Eupheria offers a wide range of different recombinant Streptococcus (S.) pyogenes Cas9 proteins, all of which are highly pure and effective. Fusion with a nuclear localization signal (NLS) ensures targeting of the Cas9 proteins to the nucleus. Successful genome editing by Eupheria Cas9-NLS proteins has been confirmed in a wide variety of mouse and human cell lines, and organisms, including zebrafish, Xenopus and marine plankton.
Try our Cas9-NLS proteins for your CRISPR/Cas9 experiments for greater genome editing specificity, less cell toxicity and higher insertion/deletion (indel) frequencies than with plasmid- or mRNA-encoded Cas9.
Standard scales are 20, 40 and 100 µg. For pricing and other scales, please contact us.
Zebrafish embryos (1- to 2-cell stage) from transgenic parents, expressing EGFP-labeled myosin in the heart, were each injected with 1 ng of Cas9-NLS protein and 100 pg guide RNA targeting EGFP. Forty-eight hours post-injection, no EGFP fluorescence was detectable as a result of the Cas9-NLS-mediated knockout of the EGFP gene. In the control larvae, not injected with Cas9-NLS, the eGFP fluorescence was clearly visible in the two heart chambers.
The Cas9-NLS represents the wild-type Cas9 nuclease from S. pyogenes, fused with a C-terminal NLS. Currently, this the best-established Cas9 protein in the field, which allows you to draw experimental advice from a large body of publications.

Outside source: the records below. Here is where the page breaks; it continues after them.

PR #2247, opened 2024-04-26
refactor(iroh-net)!: remove the magicsock module from the public api

divagant-martian:
## Description

`magicsock` main's component, the `MagicSock` is not useful on it's own. Having it on our public API forces us to treat as breaking changes modifications that for a `MagicEndpoint` user are implementation details. To avoid this, this PR makes the following changes:
- expose all types that are part of the public functions of the `MagicSock` as `pub use`
- explicitly re-export every publicly exposed by `magicsock` from `magic_endpoint` (so that the types involved in the prev change can be used from `magic_endpoint` directly)
- changes the description of the `magic_endpoint` module to not include the `MagicSock` and make it more expressive at the same time.
- `MagicSock` had a bunch of methods that were simply methods of `Inner` re-exposed. Now that `MagicSock` is private, we can get rid of those all and simply use `Deref` to `Inner` without exposing `Inner` via trait associated types.
- That being said, renames `MagicSock` to `magicsock::Handle` which is what it really is, leaving only the new and close methods, which are the ones that handle creation and destruction of the associated tasks.
- Misc rename of fields of type `MagicSock` to `msock`, which I think aligns better to new naming as is more readable/clear.
- Simplifies the `Timer` code. The removed parts were considered used because they were publicly accessible. Becoming private showed parts that were dead code.
- `local_addr` no longer returns an error (it seems to be it never did), but it became more clear in the process of accessing the `MagicSock`(`Inner`) methods via `Deref`.
- `MagicEndpoint::local_addr` no longer returns an error

## Breaking Changes

- module `magicsock` is no longer public
- `iroh_net::magicsock::ConnectionType` -> `iroh_net::magic_endpoint::ConnectionType`
- `iroh_net::magicsock::ControlMsg` -> `iroh_net::magic_endpoint::ControlMsg`
- `iroh_net::magicsock::ConnectionInfo` -> `iroh_net::magic_endpoint::ConnectionInfo`
- `iroh_net::magicsock::ConnectionTypeStream` -> `iroh_net::magic_endpoint::ConnectionTypeStream`
- `iroh_net::magicsock::DirectAddrInfo` -> `iroh_net::magic_endpoint::DirectAddrInfo`
- `iroh_net::magicsock::LocalEndpointsStream` -> `iroh_net::magic_endpoint::LocalEndpointsStream`
- `iroh_net::magicsock::MagicSock` no longer accessible. Use `MagicEndpoint` instead.
- `iroh_net::magicsock::Options` no longer public. Used internally only.
- `iroh_net::magicsock::PacketSplitIter` no longer public. This is an implementation detail of internal use only.
- `iroh_net::magicsock::Timer` no longer public. This is an implementation detail of internal use only.
- `iroh_net::magicsock::UdpSocket` no longer public. This is an implementation detail of internal use only.

## Notes & open questions

ended up using `cargo public-api -p iroh-net diff` to get what was _added_ and make some of those not-for-public enums and structs private again. While really useful, checking this is very annoying. Hopefully we don't have to do it often.

## Change checklist

- [x] Self-review.
- [ ] ~Tests if relevant.~

### DIFF
--- a/iroh-net/src/magic_endpoint.rs
+++ b/iroh-net/src/magic_endpoint.rs
@@ -15,7 +15,7 @@ use crate::{
     discovery::{Discovery, DiscoveryTask},
     dns::{default_resolver, DnsResolver},
     key::{PublicKey, SecretKey},
-    magicsock::{self, ConnectionTypeStream, MagicSockHandle},
+    magicsock::{self, ConnectionTypeStream, Handle},
     relay::{RelayMap, RelayMode, RelayUrl},
     tls, NodeId,
 };
@@ -230,7 +230,7 @@ pub fn make_server_config(
 #[derive(Clone, Debug)]
 pub struct MagicEndpoint {
     secret_key: Arc<SecretKey>,
-    msock: MagicSockHandle,
+    msock: Handle,
     endpoint: quinn::Endpoint,
     keylog: bool,
     cancel_token: CancellationToken,
@@ -252,7 +252,7 @@ impl MagicEndpoint {
         keylog: bool,
     ) -> Result<Self> {
         let secret_key = msock_opts.secret_key.clone();
-        let msock = magicsock::MagicSockHandle::new(msock_opts).await?;
+        let msock = magicsock::MagicSock::new(msock_opts).await?;
         trace!("created magicsock");
 
         let mut endpoint_config = quinn::EndpointConfig::default();
@@ -595,7 +595,7 @@ impl MagicEndpoint {
     }
 
     #[cfg(test)]
-    pub(crate) fn magic_sock(&self) -> MagicSockHandle {
+    pub(crate) fn magic_sock(&self) -> Handle {
         self.msock.clone()
     }
     #[cfg(test)]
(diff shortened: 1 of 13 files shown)


rklaehn:
I don't have time for a thorough review, but I very much agree with this, if only to reduce the confusion when talking about MagicEndpoint and MagicSocket.

> ended up using cargo public-api -p iroh-net diff to get what was added and make some of those not-for-public enums and structs private again. While really useful, checking this is very annoying. Hopefully we don't have to do it often.

Didn't know this. Nice!

iroh-net/src/magic_endpoint.rs
```diff
@@ -15,12 +17,12 @@ use crate::{
...
     dns::{default_resolver, DnsResolver},
     key::{PublicKey, SecretKey},
-    magicsock::{self, ConnectionTypeStream, MagicSock},
+    magicsock::{self, Handle},
     relay::{RelayMap, RelayMode, RelayUrl},
     tls, NodeId,
 };
 
-pub use super::magicsock::{ConnectionInfo, LocalEndpointsStream};
+pub use super::magicsock::*;
```
dignifiedquire, line 25: I know it is a pain, but please avoid the glob reexport, so it is easy to see what is being reexported

divagant-martian: removed in cb151e2 and explicitly added in af56639

PR #2722, opened 2024-09-09
docs(iroh-net): Improve pkarr discovery docs

flub:
## Description

This tries to improve the pkarr discovery docs by trying to describe
enough about how it works that users do not need to go looking
elsewhere.

## Breaking Changes

none

## Notes & open questions

There are so many code overlaps and naming inconsistencies here.  But this was
part of docs friday so I'm just documenting things for now.

- Discovery mechanisms are not named particularly consistent:
- `PkarrPublisher` is probably a `PkarrRelayPublisher`
- `PkarrResolver` is also a `PkarrRelayResolver`
- `DnsDiscovery` only does resolving -> `DnsResolver`
- `DhtDiscovery` can also use relay server, but at least it does both publish and resolve
- The `DhtDiscovery` is pretty generic, it can probably be made to do both replace `PkarrResolver` and `PkarrPublisher`, maybe with custom constructors.

## Change checklist

- [x] Self-review.
- ~~[ ] Tests if relevant.~~

### DIFF
--- a/iroh-net/src/discovery/pkarr.rs
+++ b/iroh-net/src/discovery/pkarr.rs
@@ -1,10 +1,10 @@
 //! A discovery service which publishes and resolves node information using a [pkarr] relay.
 //!
-//! The Public-Key Addressable Resource Records, [pkarr], is a system which allows
-//! publishing [DNS Resource Records] owned by a particular [`SecretKey`] under a name
-//! derived from its corresponding [`PublicKey`], also known as the [`NodeId`].
-//! Additionally this pkarr Resource Record is signed using the same [`SecretKey`], ensuring
-//! authenticity of the record.
+//! Public-Key Addressable Resource Records, [pkarr], is a system which allows publishing
+//! [DNS Resource Records] owned by a particular [`SecretKey`] under a name derived from its
+//! corresponding [`PublicKey`], also known as the [`NodeId`].  Additionally this pkarr
+//! Resource Record is signed using the same [`SecretKey`], ensuring authenticity of the
+//! record.
 //!
 //! Pkarr normally stores these records on the [Mainline DHT], but also provides two bridges
 //! that do not require clients to directly interact with the DHT:
--- a/iroh-net/src/discovery/pkarr.rs
+++ b/iroh-net/src/discovery/pkarr.rs
@@ -74,12 +74,12 @@ pub mod dht;
 /// central service.  It is a reliable service to use for node discovery.
 ///
 /// [number 0]: https://n0.computer
-/// [crate documentation]: crate::discovery::pkarr
+/// [module documentation]: crate::discovery::pkarr
 pub const N0_DNS_PKARR_RELAY_PROD: &str = "https://dns.iroh.link/pkarr";
 /// The testing pkarr relay run by [number 0].
 ///
 /// This server operates similarly to [`N0_DNS_PKARR_RELAY_PROD`] but is not as reliable.
-/// It is meant for more experimental usages.
+/// It is meant for more experimental use and testing purposes.
 ///
 /// [number 0]: https://n0.computer
 pub const N0_DNS_PKARR_RELAY_STAGING: &str = "https://staging-dns.iroh.link/pkarr";
--- a/iroh-net/src/discovery/pkarr.rs
+++ b/iroh-net/src/discovery/pkarr.rs
@@ -1,6 +1,48 @@
-//! A discovery service which publishes and resolves node information to a [pkarr] relay.
+//! A discovery service which publishes and resolves node information using a [pkarr] relay.
+//!
+//! The Public-Key Addressable Resource Records, [pkarr], is a system which allows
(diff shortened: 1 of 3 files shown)


flub:
@Frando @rklaehn ping

iroh-net/src/discovery/pkarr.rs
```diff
@@ -21,27 +63,56 @@ use crate::{
...
 };
+
 #[cfg(feature = "discovery-pkarr-dht")]
 pub mod dht;
 
-/// The pkarr relay run by n0, for production.
+/// The production pkarr relay run by [number 0].
+///
+/// This server is both a pkarr relay server as well as a DNS resolver, see the [module
+/// documentation].  However it does not interact with the Mainline DHT, so is a more
```
Frando, line 73: `iroh-dns-server` *can* interact with the mainline DHT for resolving node ids not found in the local database, see [here](https://github.com/n0-computer/iroh/blob/main/iroh-dns-server/src/store.rs#L66). It does not (yet?) support publishing records to mainline DHT.

 The [config template for production](https://github.com/n0-computer/iroh/blob/main/iroh-dns-server/config.prod.toml#L16) does *not* enable the mainline support by defualt. IIRC we wanted to enable it on `dns.iroh.link` though, I do not know OTOH if that is the case. I would guess @Arqu can verify.

iroh-net/src/discovery/pkarr.rs
```diff
@@ -21,27 +63,56 @@ use crate::{
...
-/// how long to store a record. It is ignored by the iroh-dns-server as the home
-/// server keeps the records for the domain. When using the pkarr relay no DNS is
-/// involved and the setting is ignored.
+/// Default TTL for the records in the pkarr signed packet.
+///
+/// The Time To Live (TTL) tells DNS caches how long to store a record. It is ignored by the
+/// `iroh-dns-server`, e.g. as running on [`N0_DNS_PKARR_RELAY_PROD`], as the home server
+/// keeps the records for the domain. When using the pkarr relay no DNS is involved and the
+/// setting is ignored.
+// TODO(flub): huh?
```
Frando, line 93: I also cannot say what the last sentence is supposed to mean.

This paragraph should likely instead explain that this is the timeframe in which, after publishing new node addr info, other nodes might still receive the old outdated info when resolving via DNS.

iroh-net/src/discovery/pkarr.rs
```diff
@@ -21,27 +63,56 @@ use crate::{
...
 pub const DEFAULT_PKARR_TTL: u32 = 30;
 
-/// Interval in which we will republish our node info even if unchanged: 5 minutes.
+/// Interval in which to republish the node info even if unchanged: 5 minutes.
 pub const DEFAULT_REPUBLISH_INTERVAL: Duration = Duration::from_secs(60 * 5);
 
-/// Publish node info to a pkarr relay.
+/// Publisher of node discovery information to a [pkarr] relay.
+///
+/// This publisher uses HTTP to publish to node discovery information to a pkarr relay
```
Frando, line 101:
```suggestion
/// This publisher uses HTTP to publish node discovery information to a pkarr relay
```

iroh-net/src/discovery/pkarr.rs
```diff
@@ -199,28 +283,41 @@ impl PublisherService {
...
     }
 
-    /// Create a pkarr resolver which uses the [`N0_DNS_PKARR_RELAY_PROD`] pkarr relay and in testing
-    /// uses [`N0_DNS_PKARR_RELAY_STAGING`].
+    /// Creates a pkarr resolver which uses the [number 0] pkarr relay server.
+    ///
+    /// This uses the pkarr relay server operated by [number 0] at
+    /// [`N0_DNS_PKARR_RELAY_PROD`].
+    ///
+    /// When compiling for tests, i.e. when using `cfg(test)` is true, or when the
```
Frando, line 316:
```suggestion
    /// When compiling for tests, i.e. when `cfg(test)` is true, or when the
```

Frando (approved):
Thank you @flub for writing this sorely missing piece of documentation.
A couple of comments inline.

Also: I agree to your suggested renames above. And if we can combine it all into a single `PkarrDiscovery` trait with feature flags and a builder that might be even better IMO.

The current situation is very much the result of us adding piece after piece, and not giving things another high-level view I think. So refactoring this into a more coherent picture would be good.

iroh-net/src/discovery/pkarr.rs
Arqu: Im not sure, lets chat about this on the meeting today.

dignifiedquire:
@flub what's missing here to merge this?

iroh-net/src/discovery/pkarr.rs
flub: If it is currently not enabled let's leave it documented like this.  I'm not trying to change anything here, merely documenting the current state.

PR #2725, opened 2024-09-09
feat!(iroh): Vec<u8> instead of static bytes for ALPNs

dignifiedquire:
Otherwise it is not possible to dynamically assign ALPN names.

## Breaking Changes

- `ProtocolBuilder::accept` uses a `Vec<u8>` instead of `&'static [u8]`


Frando:
LGTM yes, we already cast to vec anyway once we add the ALPNs to the endpoint, so this only adds flexibility.

Frando (approved):

PR #2731, opened 2024-09-16
refactor(iroh-gossip): make use of Endpoint::direct_addresses in iroh_gossip::net

Frando:
## Description

`iroh_gossip::net::Gossip` had a method to update the direct addresses of the iroh_net::Endpoint. IIRC that dates back when the Endpoint only exposed a single, non-cloneable stream of endpoint events, which was handled in the iroh Node and thus had to be forwarded to consumers like Gossip. This was long ago and by now the Endpoint provides a capable API for this. Therefore there is no need to expose this as a method (because Gossip always contains an Endpoint).

## Breaking Changes

`Gossip::update_direct_addresses` is removed. Updating the direct addresses is now handled by `Gossip` automatically.

## Notes & open questions

To react to all updates to the endpoint's `NodeAddr`, I am watching both `Endpoint::direct_addresses` and `Endpoint::watch_home_relay`. A simpler API for this usecase would be `Endpoint::watch_node_addr`.

## Change checklist

- [x] Self-review.
- [ ] Tests if relevant.

### DIFF
--- a/iroh-gossip/src/net.rs
+++ b/iroh-gossip/src/net.rs
@@ -11,7 +11,7 @@ use futures_util::TryFutureExt;
 use iroh_metrics::inc;
 use iroh_net::{
     dialer::Dialer,
-    endpoint::{get_remote_node_id, Connection},
+    endpoint::{get_remote_node_id, Connection, DirectAddr},
     key::PublicKey,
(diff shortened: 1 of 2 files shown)


dignifiedquire:
nice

This Cas9-NLS protein contains the D10 substitution, which converts it into a nickase. The specific binding of two gRNAs in close proximity on opposite DNA strands is required for the Cas9-Nickase-NLS to cause a double-strand break. Therefore, the Cas9-Nickase-NLS provides the benefit of fewer off-targets compared with the Cas9-NLS nuclease.
The Cas9-Dead-NLS protein is catalytically inactive ("dead") due to the D10A and H840A substitutions. Thus Cas9-Dead-NLS binds to DNA, but does not modify it. This property allows specific genomic targeting, e. g. to block transcription.
As another innovative Cas9 nuclease from Eupheria, the NLS is followed by a C-terminal tag red-fluorescent protein (tagRFP) sequence. The transfection efficiency of Cas9-NLS-tagRFP is as high as for the untagged Cas9-NLS nuclease, but the red fluorescence of successfully transfected cells allows their selection by FACS (fluorescence-activated cell sorting). The genome editing rates of such selected cell populations is 3-4 times higher than in non-selected ones.
Excitation/emission maxima:
555 nm/584 nm
This innovative Cas9 nuclease from Eupheria is composed of a Cas9 sequence from Streptococcus pyogenes followed by a nuclear-localization sequence (NLS) and a C-terminal enhanced green fluorescent protein (EGFP) tag. Similar to Cas9-NLS-tagRFP the transfection efficiency of Cas9-NLS-EGFP protein is as high as for the untagged Cas9-NLS nuclease. The green fluorescence allows following successfully transfected cells by e.g. fluorescence-activated cell sorting (FACS) or fluorescence microscopy. Enriching successfully transfected cells by sorting increases genome editing rates and largely reduces efforts in screening and identification of edited cells.
Excitation/emission maxima:
489 nm/509 nm
This Cas9 protein is catalytically inactive ("dead") due to the D10A and H840A substitutions. The NLS is followed by a C-terminal enhanced green-fluorescence protein (EGFP) sequence. The EGFP-tag offers many application possibilities, e. g. tracking of Cas9-Dead-NLS-EGFP.
Excitation/emission maxima:
488 nm/507 nm
Production: The genes encoding the Cas9 proteins are expressed in E. coli.
NLS: The nuclear localization sequence (NLS) originates from the Simian virus 40.
Quality control: The purity of the Cas9 proteins is checked by Coomassie Blue staining after electrophoresis on SDS-polyacrylamide gels. The expected activity is confirmed in vitro and in cell culture with the mouse embryonic stem cell line E14 and the human osteosarcoma cell line U2OS.
Concentration: The minimum concentration is 500 ng/µL. Upon request, custom concentrations up to 5.0 µg/µL are available.
Storage and Stability: Cas9 proteins stored at -20°C are stable for at least one year. No decrease in activity was observed after 10 freeze/thaw cycles.
Storage Buffer: 20 mM HEPES pH 7.25, 150 mM KCl, 1 mM DTT.
Shipment: Shipped frozen in storage buffer at -20°C.